[Exercise objective]
Find the word "Tree" in the listing. Copy out each line where it occurs.

START Records provided

PR #1109, opened 2025-02-18
Some additions to Data.Tree

### LINKED ISSUE #1107: Additions to Data.Tree
I propose adding some definitions to the rather minimal `Data.Tree` module.

### `para`

```hs
-- | A paramorphism for @Tree@.
para :: (Tree a -> [b] -> b) -> Tree a -> b
```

END Records provided

[Response for this exercise]
Some additions to Data.Tree
### LINKED ISSUE #1107: Additions to Data.Tree
I propose adding some definitions to the rather minimal `Data.Tree` module.
-- | A paramorphism for @Tree@.
para :: (Tree a -> [b] -> b) -> Tree a -> b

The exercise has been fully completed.